Wait, fascists aren't known for trying to impose their beliefs on others? Or, to take a step back further, fascism itself doesn't involve imposing things on others? And not letting fascists control you is hypocritical? I'm confused.


----------



## 614 crust (Jan 17, 2010)

so beating or attacking others whether it be physical or verbal because they are not like them or think differently from them is not imposing their beliefs on others? then what is it? and i didn't say not letting them control you is hipocritical. i stated that trying to make them believe differently than they do or attacking them for there beliefs is being no different then them.
And as i also said maybe i am wrong i dont know. just giving people something to think about.
Also don't get me wrong if i see some on being attacked just because they are gay, black, female what ever i would be quick to defend them. i was just trying to say that everyone is entitled to their own beliefs and opinions whether you would consider them wrong or not. So we shouldn't try to tell people they have to think one way or another. If this person wants to change they will. if they don't want to change then why attack them for it because if they don't want it there is nothing we can do to change it. other than offer an option and maybe try and comunicate why you feel the way you do to them. Attacking people for their differences is not going to make them want to change it will just make them hate you more and in turn strengthen what they already believe.


----------



## MoetThePoet (Jun 13, 2010)

u trollin


----------



## 120 Proof Vomit (Jun 13, 2010)

I'm "against" fascism and all that lame shit, but I don't like fighting with people enough to spout my personal beliefs down their throat. Only defend my ideals when they are being attacked in the first place, cause I'm not some egocentric all important dickhead. However, I know that a bunch of my personal values were picked up from other people. I wasn't always the way I am now. I really just think self important assholes are the ones that go on and on about the shit they beleive, and trash others without any reason, not the whole "anti-fascist" community.


----------



## Gudj (Jun 13, 2010)

Ok, I hate that this thread is active again.

Fascist: Uses whatever tactics necessary to destroy a broad group (skin color/income level/nationality) of people.

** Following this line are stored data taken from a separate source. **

PR #62282, opened 2019-07-01
Add `take_...` functions to slices

cramertj:
This adds the following associated functions to `[T]`:
- take_front
- take_front_mut
- take_end
- take_end_mut
- take_first
- take_first_mut
- take_last
- take_last_mut

A previous PR that would have added some of this functionality was closed due to inactivity: https://github.com/rust-lang/rust/pull/49173

I personally use these functions fairly often, and I often feel guilty re-hand-rolling them.

One thing to note is that these are just associated functions, rather than methods, because they use `&&Self` rather than `&Self`, which isn't yet a stable `Self` type. It should be backwards-compatible to change this, however, so long as there aren't major method resolution conflicts or similar. AFAIK there aren't any technical blockers to stabilizing `&&Self` method receivers-- it was just left out in order to keep the stable arbitrary_self_types surface small.

PR #77065, opened 2020-09-22
Take 2: Add `take_...` functions to slices

timvermeulen:
Revival of #62282

This PR adds the following slice methods:

- take
- take_mut
- take_first
- take_first_mut
- take_last
- take_last_mut

The first commit is just the code of the previous PR. I removed some tests that hung compilation (see #77062), I can add them back once that's fixed. I also slightly reworded the doc comments as requested in the previous PR, let me know if that can be improved still.

r? @LukasKalbertodt cc @cramertj @nox

PR #49173, opened 2018-03-19
Introduce <&[_]>::split_off and <&str>::split_off

nox:

PR #88502, opened 2021-08-30
Add slice take methods

ibraheemdev:
Revival of #62282

This PR adds the following slice methods:

- `take`
- `take_mut`
- `take_first`
- `take_first_mut`
- `take_last`
- `take_last_mut`

r? @LukasKalbertodt

### DIFF
--- a/library/core/src/slice/mod.rs
+++ b/library/core/src/slice/mod.rs
@@ -10,7 +10,7 @@ use crate::cmp::Ordering::{self, Greater, Less};
 use crate::marker::Copy;
 use crate::mem;
 use crate::num::NonZeroUsize;
-use crate::ops::{FnMut, Range, RangeBounds};
+use crate::ops::{Bound, FnMut, OneSidedRange, Range, RangeBounds};
 use crate::option::Option;
 use crate::option::Option::{None, Some};
 use crate::ptr;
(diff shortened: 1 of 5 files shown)


inquisitivecrystal:
As far as I can tell, LukasKalbertodt is no longer a member of the rust team and that confused the automation.

r? rust-lang/libs-api

JohnCSimon:
ping from triage:
@ibraheemdev  
Returning to you to address merge conflicts and after that, please switch back to `S-waiting-on-review`.
thanks.

crlf0710:
@ibraheemdev Ping from triage, CI is still red here.

WaffleLapkin:
I want to mention that it's actually a fourth take on this feature. Previous attempts (chronological order, first to last):
1. https://github.com/rust-lang/rust/pull/49173
2. https://github.com/rust-lang/rust/pull/62282
3. https://github.com/rust-lang/rust/pull/77065

dtolnay (approved):
Thank you, this looks good. It's hard for me to judge how well these `&mut &'a Self` signatures are going to work in practice, but I am excited for people to try it.

library/core/src/slice/mod.rs
```diff
@@ -82,6 +82,29 @@ pub use index::range;
...
+#[inline]
+fn split_point_of(range: impl OneSidedRange<usize>) -> Option<(Direction, usize)> {
+    use Bound::*;
+
+    Some(match (range.start_bound(), range.end_bound()) {
+        (Unbounded, Excluded(i)) => (Direction::Front, *i),
+        (Unbounded, Included(i)) => (Direction::Front, i.checked_add(1)?),
+        (Excluded(i), Unbounded) => (Direction::Back, i.checked_add(1)?),
+        (Included(i), Unbounded) => (Direction::Back, *i),
+        _ => unreachable!(),
```
AnthonyMikh, line 99: I don't really like the presence of panic call here which optimiser will have to remove. Would it make more sense to make this a method of `OneSidedRange` in order to statically eliminate impossible cases?

library/core/tests/slice.rs
```diff
@@ -2232,3 +2232,112 @@ fn slice_split_array_mut_out_of_bounds() {
...
+    () => {
+        &mut [(); usize::MAX] as _
+    };
+}
+
+take_tests! {
+    slice: &[(); usize::MAX], method: take,
+    (take_in_bounds_max_range_to, (..usize::MAX), Some(EMPTY_MAX), &[(); 0]),
+    (take_oob_max_range_to_inclusive, (..=usize::MAX), None, EMPTY_MAX),
+    (take_in_bounds_max_range_from, (usize::MAX..), Some(&[] as _), EMPTY_MAX),
```
RalfJung, line 2335: This test fails in Miri, and I am trying to find out why... help would be appreciated. [Here's the Zulip thread](https://rust-lang.zulipchat.com/#narrow/stream/269128-miri/topic/Cron.20Job.20Failure.202021-12-02).

RalfJung: Ah, turns out that even with `rustc` this test diverges in debug mode, since it starts a loop of size `usize::MAX`. Miri doesn't optimize so it has no way to run this test.

PR #88503, opened 2021-08-30
Warn when [T; N].into_iter() is ambiguous in the new edition. 

### LINKED ISSUE #88475: array_into_iter does not trigger for existing trait impl
I tried this code:

```rust
#![allow(unused)]

struct FooIter;

trait MyIntoIter {
    fn into_iter(self: Self) -> FooIter;
}

impl<T, const N: usize> MyIntoIter for [T; N] {
    fn into_iter(self: Self) -> FooIter {
        FooIter
    }
}

struct Point;

pub fn foo() {
    let points: [Point; 1] = [Point];
    let y = points.into_iter();
}
```

This code will not emit the `array_into_iter` lint.  When updating to the 2021 edition, the code fails to compile:

```
error[E0034]: multiple applicable items in scope
  --> src/lib.rs:19:20
   |
19 |     let y = points.into_iter();
   |                    ^^^^^^^^^ multiple `into_iter` found
   |
note: candidate #1 is defined in an impl of the trait `MyIntoIter` for the type `[T; N]`
  --> src/lib.rs:10:5
   |
10 |     fn into_iter(self: Self) -> FooIter {
   |     ^^^^^^^^^^^^^^^^^^^^^^^^^^^^^^^^^^^
   = note: candidate #2 is defined in an impl of the trait `IntoIterator` for the type `[T; N]`
help: disambiguate the associated function for candidate #1
   |
19 |     let y = MyIntoIter::into_iter(points);
   |             ~~~~~~~~~~~~~~~~~~~~~~~~~~~~~
help: disambiguate the associated function for candidate #2
   |
19 |     let y = IntoIterator::into_iter(points);
   |             ~~~~~~~~~~~~~~~~~~~~~~~~~~~~~~~
```

I would expect the `array_into_iter` lint to give the appropriate suggestion.

* https://crater-reports.s3.amazonaws.com/pr-87190-3/try%23a7a572ce3edd6d476191fbfe92c9c1986e009b34/gh/dranikpg.simple-rays/log.txt

### Meta

`rustc --version --verbose`:
```
binary: rustc
commit-hash: 5eacec9ec7e112a0de1011519a57c45586d58414
commit-date: 2021-08-28
host: x86_64-apple-darwin
release: 1.56.0-nightly
LLVM version: 13.0.0
```

m-ou-se:
Fixes https://github.com/rust-lang/rust/issues/88475

In https://github.com/rust-lang/rust/issues/88475, a situation was found where `[T; N].into_iter()` becomes *ambiguous* in the new edition. This is different than the case where `(&[T; N]).into_iter()` resolves differently, which was the only case handled by the `array_into_iter` lint. This is almost identical to the new-traits-in-the-prelude problem. Effectively, due to the array-into-iter hack disappearing in Rust 2021, we effectively added `IntoIterator` to the 'prelude' in Rust 2021 specifically for arrays.

This modifies the prelude collisions lint to detect that case and emit a `array_into_iter` lint in that case.

### DIFF
--- a/compiler/rustc_typeck/src/check/method/prelude2021.rs
+++ b/compiler/rustc_typeck/src/check/method/prelude2021.rs
@@ -5,7 +5,7 @@ use rustc_ast::Mutability;
 use rustc_errors::Applicability;
 use rustc_hir as hir;
 use rustc_middle::ty::subst::InternalSubsts;
-use rustc_middle::ty::{Adt, Ref, Ty};
+use rustc_middle::ty::{Adt, Array, Ref, Ty};
 use rustc_session::lint::builtin::RUST_2021_PRELUDE_COLLISIONS;
 use rustc_span::symbol::kw::Underscore;
 use rustc_span::symbol::{sym, Ident};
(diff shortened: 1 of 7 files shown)


compiler/rustc_typeck/src/check/method/prelude2021.rs
```diff
@@ -38,11 +38,28 @@ impl<'a, 'tcx> FnCtxt<'a, 'tcx> {
...
-        if !matches!(segment.ident.name, sym::try_into) {
+        // `try_into` was added to the prelude in Rust 2021.
+        // `into_iter` wasn't, but `[T; N].into_iter()` doesn't resolve to
+        // IntoIterator::into_iter before Rust 2021, which results in the same
+        // problem.
+        if !matches!(segment.ident.name, sym::try_into | sym::into_iter) {
             return;
         }
 
+        let prelude_or_array_lint = if segment.ident.name == sym::into_iter {
```
cjgillot, line 49: Can this test be merged with the previous one, for instance as a `match`?

cjgillot:
r=me with nit fixed.

PR #88505, opened 2021-08-30
Use `unwrap_unchecked` where possible

ibraheemdev:


ibraheemdev:
I wonder if there should be a clippy lint for this.

library/alloc/src/collections/linked_list.rs
```diff
@@ -300,7 +300,7 @@ impl<T> LinkedList<T> {
         let tail = self.tail.take();
         let len = mem::replace(&mut self.len, 0);
         if let Some(head) = head {
-            let tail = tail.unwrap_or_else(|| unsafe { core::hint::unreachable_unchecked() });
+            let tail = unsafe { tail.unwrap_unchecked() };
```
kennytm, line 303:
```suggestion
            // SAFETY: In a LinkedList, either both the head and tail are None because
            // the list is empty, or both head and tail are Some because the list is populated.
            // Since we have verified the head is Some, we are sure the tail is Some too.
            let tail = unsafe { tail.unwrap_unchecked() };
```

kennytm (commented):
the whole linked_list module is full of `unsafe` without any SAFETY annotation, uh-oh.

r=me after including SAFETY of the affected line.

PR #88506, opened 2021-08-30
Fix loading large rlibs

Mark-Simulacrum:
Bumps object crate to permit parsing archives with 64-bit table entries. These
are primarily encountered when there's more than 4GB of archive data.

cc https://github.com/gimli-rs/object/issues/365

Helps with https://github.com/rust-lang/rust/issues/88351, but will also need a beta backport

r? @ehuss (mostly for the test)


Mark-Simulacrum:
beta-accepting myself since if we're OK with master we're probably good with backporting, small patch and fixes a clear regression.

ehuss:
Hm, maybe I'm confused, but I don't think this test can be checked in as-is?  On my relatively fast system it takes almost 15 minutes to finish, and uses 16 GB of disk space.  Was this just to demonstrate that it is fixed?

I don't have any particular ideas on how to make a test that could be feasible.  Perhaps write some hand-crafted ELF files that circumvents `cc`, but it'll still be pretty slow and probably take an excessive amount of disk space.

Otherwise, seems like the test passes locally for me.

Mark-Simulacrum:
Yeah, I think the test as-is does likely take too long. I'll probably drop it from this PR later today- I sort of want a slow test mode but 11-15 minutes seems excessive on any system for a singles test.

Mark-Simulacrum:
@ehuss would you be up for r+'ing this now? I just pushed a commit that deletes the test; I opted for a separate commit because it seems nice to keep the test around in the commit history so we can cherry-pick just the first commit for testing purposes. Happy to squash if you disagree though.

ehuss:
👍 
@bors r+

Not sure if you want to adjust the priority.

Mark-Simulacrum:
@bors p=1

Yeah, I'd like to get this landed so we can have the backport this week without too much hassle.

PR #84147, opened 2021-04-13
Cautiously add IntoIterator for arrays by value

cuviper:
Add the attribute described in #84133, `#[rustc_skip_array_during_method_dispatch]`, which effectively hides a trait from method dispatch when the receiver type is an array.

Then cherry-pick `IntoIterator for [T; N]` from #65819 and gate it with that attribute. Arrays can now be used as `IntoIterator` normally, but `array.into_iter()` has edition-dependent behavior, returning `slice::Iter` for 2015 and 2018 editions, or `array::IntoIter` for 2021 and later.

r? @nikomatsakis 
cc @LukasKalbertodt @rust-lang/libs

PR #88512, opened 2021-08-30
Upgrade array_into_iter lint to include Deref-to-array types.

### LINKED ISSUE #88099: array_into_iter does not fire for lazy_static arrays
I tried this code:

```rust
struct Bar {}

lazy_static::lazy_static! {
    static ref FOO: [Bar; 1] = [
        Bar{}
    ];
}

fn main() {
    let _ = FOO.into_iter();
}
```

I expected to see this happen: [`array_into_iter`](https://doc.rust-lang.org/nightly/rustc/lints/listing/warn-by-default.html#array-into-iter) should fire for this.  Or, maybe this shouldn't fail in 2021?

Instead, this happened: Lint does not fire.  When migrating to 2021, this fails to compile:

```
error[E0508]: cannot move out of type `[Bar; 1]`, a non-copy array
  --> src/main.rs:10:13
   |
10 |     let _ = FOO.into_iter();
   |             ^^^
   |             |
   |             cannot move out of here
   |             move occurs because value has type `[Bar; 1]`, which does not implement the `Copy` trait
```

`lazy_static` uses a Deref to access the underlying value.  The expanded code looks like this:

```rust
struct FOO {
    __private_field: (),
}
#[doc(hidden)]
static FOO: FOO = FOO {
    __private_field: (),
};
impl ::lazy_static::__Deref for FOO {
    type Target = [Bar; 1];
    fn deref(&self) -> &[Bar; 1] {
        #[inline(always)]
        fn __static_ref_initialize() -> [Bar; 1] {
            [Bar {}]
        }
        #[inline(always)]
        fn __stability() -> &'static [Bar; 1] {
            static LAZY: ::lazy_static::lazy::Lazy<[Bar; 1]> = ::lazy_static::lazy::Lazy::INIT;
            LAZY.get(__static_ref_initialize)
        }
        __stability()
    }
}
impl ::lazy_static::LazyStatic for FOO {
    fn initialize(lazy: &Self) {
        let _ = &**lazy;
    }
}
```

I don't know if it is feasible to have a fix suggestion for this, or why exactly the existing lint doesn't fire.

### Meta

`rustc --version --verbose`:
```
rustc 1.56.0-nightly (8007b506a 2021-08-14)
binary: rustc
commit-hash: 8007b506ac5da629f223b755f5a5391edd5f6d01
commit-date: 2021-08-14
host: x86_64-apple-darwin
release: 1.56.0-nightly
LLVM version: 12.0.1
```

m-ou-se:
Fixes https://github.com/rust-lang/rust/issues/88099

Fixes the issue mentioned here: https://github.com/rust-lang/rust/pull/84147#issuecomment-819000436

### DIFF
--- a/src/test/ui/iterators/into-iter-on-arrays-lint.stderr
+++ b/src/test/ui/iterators/into-iter-on-arrays-lint.stderr
@@ -71,137 +71,73 @@ warning: this method call resolves to `<&[T; N] as IntoIterator>::into_iter` (du
   --> $DIR/into-iter-on-arrays-lint.rs:23:21
    |
 LL |     Box::new(small).into_iter();
-   |                     ^^^^^^^^^
+   |                     ^^^^^^^^^ help: use `.iter()` instead of `.into_iter()` to avoid ambiguity: `iter`
    |
    = warning: this changes meaning in Rust 2021
    = note: for more information, see <https://doc.rust-lang.org/nightly/edition-guide/rust-2021/IntoIterator-for-arrays.html>
-help: use `.iter()` instead of `.into_iter()` to avoid ambiguity
-   |
-LL |     Box::new(small).iter();
-   |                     ~~~~
-help: or use `IntoIterator::into_iter(..)` instead of `.into_iter()` to explicitly iterate by value
-   |
-LL |     IntoIterator::into_iter(Box::new(small));
-   |     ++++++++++++++++++++++++               ~
 
 warning: this method call resolves to `<&[T; N] as IntoIterator>::into_iter` (due to backwards compatibility), but will resolve to <[T; N] as IntoIterator>::into_iter in Rust 2021.
   --> $DIR/into-iter-on-arrays-lint.rs:26:22
    |
 LL |     Box::new([1, 2]).into_iter();
-   |                      ^^^^^^^^^
+   |                      ^^^^^^^^^ help: use `.iter()` instead of `.into_iter()` to avoid ambiguity: `iter`
    |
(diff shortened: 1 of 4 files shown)


m-ou-se:
cc @estebank because diagnostics

src/test/ui/iterators/into-iter-on-arrays-lint.stderr
```diff
@@ -71,137 +71,73 @@ warning: this method call resolves to `<&[T; N] as IntoIterator>::into_iter` (du
...
    = warning: this changes meaning in Rust 2021
    = note: for more information, see <https://doc.rust-lang.org/nightly/edition-guide/rust-2021/IntoIterator-for-arrays.html>
-help: use `.iter()` instead of `.into_iter()` to avoid ambiguity
-   |
-LL |     Box::new(small).iter();
-   |                     ~~~~
-help: or use `IntoIterator::into_iter(..)` instead of `.into_iter()` to explicitly iterate by value
-   |
-LL |     IntoIterator::into_iter(Box::new(small));
-   |     ++++++++++++++++++++++++               ~
```
estebank, line 85: Do we still emit this suggestion in any case?

estebank (approved):
The changes look reasonable to me.

src/test/ui/iterators/into-iter-on-arrays-lint.stderr
m-ou-se: Yes, for `[1, 2, 3].into_iter()`. See line 65 in this file.

PR #88379, opened 2021-08-27
rustdoc: Cleanup various `clean` types

camelid:
Cleanup various `clean` types.

Issue #83718, opened 2021-03-31
[rustdoc-json] Assertion error on blanket impls


aDotInTheVoid:
```rust
pub trait Get {
    type Target;
    fn get(&self) -> &Self::Target;
}

pub trait LoadNum {
    fn load_num(&self) -> i32;
}

impl<A: LoadNum, P: Get<Target = A>> LoadNum for P {
    fn load_num(&self) -> i32 {
        self.get().load_num()
    }
}

pub struct Wrapper<T>(T);
impl<T> Get for Wrapper<T> {
    type Target = T;
    fn get(&self) -> &T {
        &self.0
    }
}
```

`rustdoc +stage1 trait.rs -w json`

```
thread 'rustc' panicked at 'assertion failed: `(left == right)`

Diff < left / right > :
 Item {
     id: Id(
         "0:11",
     ),
     crate_id: 0,
     name: Some(
         "load_num",
     ),
     span: Some(
         Span {
             filename: "trait.rs",
             begin: (
                 11,
                 4,
             ),
             end: (
                 13,
                 5,
             ),
         },
     ),
<    visibility: Default,
>    visibility: Public,
     docs: None,
     links: {},
     attrs: [],
     deprecation: None,
     inner: Method(
         Method {
             decl: FnDecl {
                 inputs: [
                     (
<                        "self",
>                        "",
                         BorrowedRef {
                             lifetime: None,
                             mutable: false,
                             type_: Generic(
                                 "Self",
                             ),
                         },
                     ),
                 ],
                 output: Some(
                     Primitive(
                         "i32",
                     ),
                 ),
                 c_variadic: false,
             },
             generics: Generics {
                 params: [],
                 where_predicates: [],
             },
             header: {},
             abi: "\"Rust\"",
             has_body: true,
         },
     ),
 }

', src/librustdoc/json/mod.rs:179:17
note: run with `RUST_BACKTRACE=1` environment variable to display a backtrace
```

Interesingly, and shockingly If you remove `pub struct Wrapper<T>(T);` and `impl<T> Get for Wrapper<T>`, this doesn't panic.

```
rustdoc +stage1 --version --verbose
rustdoc 1.53.0-nightly (a5029ac0a 2021-03-31)
binary: rustdoc
commit-hash: a5029ac0ab372aec515db2e718da6d7787f3d122
commit-date: 2021-03-31
host: x86_64-unknown-linux-gnu
release: 1.53.0-nightly
LLVM version: 12.0.0
```

[...]

PR #88522, opened 2021-08-31
rustdoc: Box `GenericArgs::Parenthesized.output`

camelid:
Split out from #88379.

This reduces the size of `GenericArgs` from 104 bytes to 56 bytes,
essentially reducing it by half.

`GenericArgs` is one of the fields of `PathSegment`, so this should
reduce the amount of memory allocated for `PathSegment`s in the cases
where the generics are not for a `Fn`, `FnMut`, or `FnOnce` trait.

r? @jyn514

### DIFF
--- a/src/librustdoc/clean/auto_trait.rs
+++ b/src/librustdoc/clean/auto_trait.rs
@@ -350,10 +350,8 @@ impl<'a, 'tcx> AutoTraitFinder<'a, 'tcx> {
             .into_iter()
             .flat_map(|(ty, mut bounds)| {
                 if let Some(data) = ty_to_fn.get(&ty) {
-                    let (poly_trait, output) = (
-                        data.0.as_ref().expect("as_ref failed").clone(),
-                        data.1.as_ref().cloned().map(Box::new),
-                    );
+                    let (poly_trait, output) =
+                        (data.0.as_ref().unwrap().clone(), data.1.as_ref().cloned().map(Box::new));
                     let new_ty = match poly_trait.trait_ {
                         Type::ResolvedPath { ref path, ref did, ref is_generic } => {
                             let mut new_path = path.clone();
--- a/src/librustdoc/clean/auto_trait.rs
+++ b/src/librustdoc/clean/auto_trait.rs
@@ -350,8 +350,10 @@ impl<'a, 'tcx> AutoTraitFinder<'a, 'tcx> {
             .into_iter()
             .flat_map(|(ty, mut bounds)| {
                 if let Some(data) = ty_to_fn.get(&ty) {
-                    let (poly_trait, output) =
-                        (data.0.as_ref().expect("as_ref failed").clone(), data.1.as_ref().cloned());
+                    let (poly_trait, output) = (
+                        data.0.as_ref().expect("as_ref failed").clone(),
+                        data.1.as_ref().cloned().map(Box::new),
+                    );
                     let new_ty = match poly_trait.trait_ {
                         Type::ResolvedPath { ref path, ref did, ref is_generic } => {
                             let mut new_path = path.clone();
--- a/src/librustdoc/clean/mod.rs
+++ b/src/librustdoc/clean/mod.rs
@@ -1763,10 +1763,9 @@ impl Clean<GenericArgs> for hir::GenericArgs<'_> {
     fn clean(&self, cx: &mut DocContext<'_>) -> GenericArgs {
         if self.parenthesized {
             let output = self.bindings[0].ty().clean(cx);
-            GenericArgs::Parenthesized {
-                inputs: self.inputs().clean(cx),
-                output: if output != Type::Tuple(Vec::new()) { Some(output) } else { None },
-            }
+            let output =
+                if output != Type::Tuple(Vec::new()) { Some(Box::new(output)) } else { None };
+            GenericArgs::Parenthesized { inputs: self.inputs().clean(cx), output }
         } else {
             GenericArgs::AngleBracketed {
                 args: self
--- a/src/librustdoc/clean/types.rs
+++ b/src/librustdoc/clean/types.rs
@@ -2018,14 +2018,24 @@ crate enum GenericArg {
 #[derive(Clone, PartialEq, Eq, Debug, Hash)]
 crate enum GenericArgs {
     AngleBracketed { args: Vec<GenericArg>, bindings: Vec<TypeBinding> },
-    Parenthesized { inputs: Vec<Type>, output: Option<Type> },
+    Parenthesized { inputs: Vec<Type>, output: Option<Box<Type>> },
 }
+
+// `GenericArgs` is in every `PathSegment`, so its size can significantly
+// affect rustdoc's memory usage.
+#[cfg(all(target_arch = "x86_64", target_pointer_width = "64"))]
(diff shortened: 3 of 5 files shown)


src/librustdoc/clean/auto_trait.rs
```diff
@@ -350,8 +350,10 @@ impl<'a, 'tcx> AutoTraitFinder<'a, 'tcx> {
             .into_iter()
             .flat_map(|(ty, mut bounds)| {
                 if let Some(data) = ty_to_fn.get(&ty) {
-                    let (poly_trait, output) =
-                        (data.0.as_ref().expect("as_ref failed").clone(), data.1.as_ref().cloned());
+                    let (poly_trait, output) = (
+                        data.0.as_ref().expect("as_ref failed").clone(),
```
camelid, line 354: I just noticed that this is a really odd `expect` message. We should probably just use `unwrap()`.

camelid:
max-rss looks to have improved by between 0.5% and 1.6% for several benchmarks, with no significant regressions. instruction count is unchanged.

src/librustdoc/clean/mod.rs
```diff
@@ -1763,10 +1763,9 @@ impl Clean<GenericArgs> for hir::GenericArgs<'_> {
     fn clean(&self, cx: &mut DocContext<'_>) -> GenericArgs {
         if self.parenthesized {
             let output = self.bindings[0].ty().clean(cx);
-            GenericArgs::Parenthesized {
-                inputs: self.inputs().clean(cx),
-                output: if output != Type::Tuple(Vec::new()) { Some(output) } else { None },
-            }
+            let output =
+                if output != Type::Tuple(Vec::new()) { Some(Box::new(output)) } else { None };
```
jyn514, line 1767: Personally I would use `box output` here :shrug: but it won't affect performance in practice, `output` is already on the stack.

Oh, this is the bit that breaks https://github.com/rust-lang/rust/issues/83718#issuecomment-811453368 ! I've been looking for it.

src/librustdoc/json/conversions.rs
```diff
@@ -127,7 +127,7 @@ impl FromWithTcx<clean::GenericArgs> for GenericArgs {
             },
             Parenthesized { inputs, output } => GenericArgs::Parenthesized {
                 inputs: inputs.into_iter().map(|a| a.into_tcx(tcx)).collect(),
-                output: output.map(|a| a.into_tcx(tcx)),
+                output: output.map(|a| (*a).into_tcx(tcx)),
```
jyn514, line 130: nit: this could be simpler:
```suggestion
                output: output.map(|&a| a.into_tcx(tcx)),
```
In general I don't know that the IntoTcx trait pulls its weight, but it certainly shouldn't block this PR.

src/librustdoc/clean/types.rs
```diff
@@ -2018,7 +2018,7 @@ crate enum GenericArg {
 #[derive(Clone, PartialEq, Eq, Debug, Hash)]
 crate enum GenericArgs {
     AngleBracketed { args: Vec<GenericArg>, bindings: Vec<TypeBinding> },
-    Parenthesized { inputs: Vec<Type>, output: Option<Type> },
+    Parenthesized { inputs: Vec<Type>, output: Option<Box<Type>> },
 }
```
jyn514, line 2022: Can you add a `rustc_assert_size` so this doesn't grow again by accident? As we've seen, the perf bot won't catch it if it regresses.

jyn514 (approved):
The `rustc_assert_size` is the only change I feel strongly about, the rest you can choose to add or not. Good catch! I wouldn't have found this :)

src/librustdoc/json/conversions.rs
camelid: Are you sure `&` patterns work with `Box`? They don't seem to on the Playground. I don't think Deref patterns have been implemented yet.

src/librustdoc/clean/mod.rs
camelid: > Personally I would use `box output` here 🤷

Yeah, I thought about that, but someone recently removed all the uses of `box_syntax` from rustdoc and other tools; I think the goal is to get rid of `box_syntax` eventually. IIRC from the discussion there, the newest version of LLVM has an optimization that gets rid of the perf difference, but I may be misremembering.

src/librustdoc/clean/types.rs
camelid: Sure! I was actually about to do that even before I saw this comment :)

src/librustdoc/clean/mod.rs
camelid: > Oh, this is the bit that breaks [#83718 (comment)](https://github.com/rust-lang/rust/issues/83718#issuecomment-811453368) ! I've been looking for it.

Hooray! 🎉

src/librustdoc/json/conversions.rs
camelid: Yeah, it doesn't seem to work:

```
   --> src/librustdoc/json/conversions.rs:130:37
    |
130 |                 output: output.map(|&a| a.into_tcx(tcx)),
    |                                     ^--
    |                                     ||
    |                                     |expected due to this
    |                                     expected struct `std::boxed::Box`, found reference
    |                                     help: did you mean `a`: `&std::boxed::Box<types::Type>`
    |
    = note: expected struct `std::boxed::Box<types::Type>`
            found reference `&_`
```

jyn514: Oh, I forgot this was a smart pointer. I think `box a` would work, but IDK how much simpler it is at that point.

camelid: Yeah, I think it would work, but it seems more complex in some ways. I'll just leave it as `(*x)` for now.

src/librustdoc/clean/types.rs
```diff
@@ -2018,15 +2018,23 @@ crate enum GenericArg {
...
 #[derive(Clone, PartialEq, Eq, Debug, Hash)]
 crate struct PathSegment {
     crate name: Symbol,
     crate args: GenericArgs,
 }
 
+// `PathSegment` occurs multiple times in every `Path`, so its size can
+// significantly affect rustdoc's memory usage.
+rustc_data_structures::static_assert_size!(PathSegment, 64);
+
```
jyn514, line 2037: Hmm, this is a good point - I wonder whether it hurts or helps to box GenericArgs instead of `output`? Are you interested in making another perf run with that change? (no problem if not, this is still a good perf improvement as-is)

jyn514 (approved):
r=me unless you want to try boxing GenericArgs

src/librustdoc/clean/types.rs
camelid: Huh, I just saw your comment now; I wonder if there was a glitch in GitHub.

The thing is that `GenericArgs` is constructed for every `PathSegment`, so I think rustdoc would still be allocating the same amount of memory as without the `Box` (in fact, a bit more, because of the `usize` for the `Box`). Whereas with the change I made, the `Box` is only constructed if (a) the `GenericArgs` is for `Fn` sugar and (b) the `Fn` sugar has an output type.

camelid: Actually, writing up that comment just gave me an idea for another way to improve perf :D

Anti-fascist: Uses whatever tactics necessary to get rid of fascist individuals (who attack large groups). Or, in more european terms, a group who helps defend whatever other group is being attacked by fascists at the time, by confronting them face to face.


----------



## 614 crust (Jun 13, 2010)

Chalmbers said:


> i completely see what 614 Crust is trying to say, and I'm going to try to summarize how i am interpreting what he wrote.
> Basically:
> 
> Fascists attack others based on their differences.
> ...


 
Thank you Chalmbers.
Now when I wrote this I will say I was still fucked up a bit faded and stupid. but beyond that there were reasons. Like being jumped by anti racist skins a few times because I'm not all patriotic and shit. I used to be heavily involved in ARA. The shit just got annoying. I am still very much against fascism in any form. I just got tired of all the bullshit I was getting myself by those who were supposed to be on the same side because my opinions and dress was a little different. Now I will agree with 120 It's def not all of them that are this way. this just came from my own personal experiences. And I just wanted to point out the hypocrisy of both sides.


----------



## madewithpaint (Jun 13, 2010)

614 crust said:


> Attacking people for their differences is not going to make them want to change it will just make them hate you more and in turn strengthen what they already believe.


 
agreed, it's just logic really


----------



## MoetThePoet (Jun 24, 2010)

I don't hate on antifascists and I don't think "forcing" racists or any other shit out is somehow inmoral, unethical or hypocritical.
Mind you, I see your point.
But for example, I am latino, therefore a minority. If it's some asshole's belief that I should be shot, locked up or thrown out of where I live, I am going to get pissed off, and quite rightly so. I will act upon that anger and hopefully punch and kick a motherfucker out. I am acting in self defense because I know this is a motherfucker who is actively trying to violently force this on me. For example, if he votes for it, or at least tries to make a political party for that purpose, that means he's trying to control all institutionalized violence (police and army) to force that on me. Therefore, he's actively engaging in violence against me, even though it's not direct, since he's making someone else do the job.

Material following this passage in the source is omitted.